Nor is there much evidence that border walls work as intended. Indeed, prisons demonstrate that well-guarded walls can be extremely effective at preventing movement. But even prison walls are effective only the guards make sure they are not violated, and the guards can be bribed. The recent escape of the leader of the drug cartel Joaquin "El Chapo" Guzman from a Mexican prison highlights another vulnerability of the border walls: the tunnels. Since 1990, the US Border Patrol has found 150 tunnels under the Mexican border. In short, those with money will always be able to cross borders using false documents, bribes, or innovative infrastructure.

In fact, fortified borders are more effective at stopping poor migrants and refugees. And even then, rather than blocking migrants from entering, fortifications too often herd them to more dangerous crossings. The result is an increase in predictable deaths. The International Organization for Migration estimates that from 2005 to 2014, some 40.000 people died trying to cross a border. Unlike prison perimeters, borders can stretch thousands of miles, making them difficult to monitor properly. The US employs more than 20.000 border agents.
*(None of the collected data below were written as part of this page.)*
PR #112, opened 2022-06-17
chore(Form): stabilize behavior

tenphi:
### Form
- Fixes `rules` update
- Fixes `onSubmit`, `onSubmitFailed`, `onValuesChange` update
- Clear error on external `setFieldValue` with different value

### Other
- TooltipProvider: change `useEffect` behavior to avoid loop (I don't know exactly why)
- Update ReactAria/Select to avoid loop as well


src/components/forms/Form/Field.tsx
```diff
@@ -187,27 +187,22 @@ export function Field(allProps: CubeFieldProps) {
 
   let field = form?.getFieldInstance(fieldName);
 
+  if (field) {
```
nikolaykost, line 190: Its really not working inside useEffect?

src/components/forms/Form/useForm.tsx
```diff
@@ -141,15 +141,12 @@ export class CubeFormInstance {
     }, {});
   }
 
-  setFieldValue(
-    name: string,
-    value: any,
-    touched = false,
-    skipRender?: boolean,
-  ) {
+  setFieldValue(name: string, value: any, touched = false, skipRender = false) {
```
nikolaykost, line 144: `any` -> `unknown` or generic?

nikolaykost (changes requested):

src/components/forms/Form/useForm.tsx
tenphi: It should be `any`.

nikolaykost (approved):

PR #162, opened 2022-07-29
fix(preset.style): font-family fallback

tenphi:
### Describe changes

Fix font family fallback issues.

##### Checklist

- [ ] Pipeline is passed


.changeset/poor-rules-knock.md
```diff
@@ -0,0 +1,5 @@
+---
+"@cube-dev/ui-kit": patch
+---
+
+fix(preset.style): font-family fallback
```
MrFlashAccount, line 5: Please, don't write changelog as you write your commits, prefer a human-oriented style instead.

src/tasty/styles/preset.ts
```diff
@@ -10,7 +10,17 @@ function setCSSValue(
   styles[`--${styleName}`] =
     presetName === 'inherit'
       ? 'inherit'
-      : `var(--${presetName}-${styleName}, var(--default-${styleName}, inherit))`;
+      : presetName === 'default'
```
MrFlashAccount, line 13: I'm sure no one, even you after some period of time will never understand this mess of `?:${}()` symbols. Even if you wanna assign value where it's declared, I would suggest using inline self-calling arrow functions, e.g.

```typescript
styles[`--${styleName}`] = (() => {
  if (presetName === 'inherit') return 'inherit';
  // ...
})()
```

tenphi: Fixed

MrFlashAccount (approved):
LGTM 🫶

Of course, equipment such as cameras, motion sensors, drones, helicopters and vehicles allow agents to patrol long stretches of the border. But the need for monitoring border walls points to one of the fundamental truths about them: historically, most have proven to be quite useless. The most famous sections of the Great Wall of China were overgrown within a few decades of their construction. When Germany invaded France in WWII, it simply went around the Maginot Line. The Berlin Wall fell within 30 years of its construction.

Yet despite their high cost and low effectiveness, the walls remain popular with politicians who thus exhibit tangible evidence that something is being done on the issue of migration. High-tech surveillance and field agents may be more effective at preventing people from crossing a border, but a wall can be used as an object of political propaganda.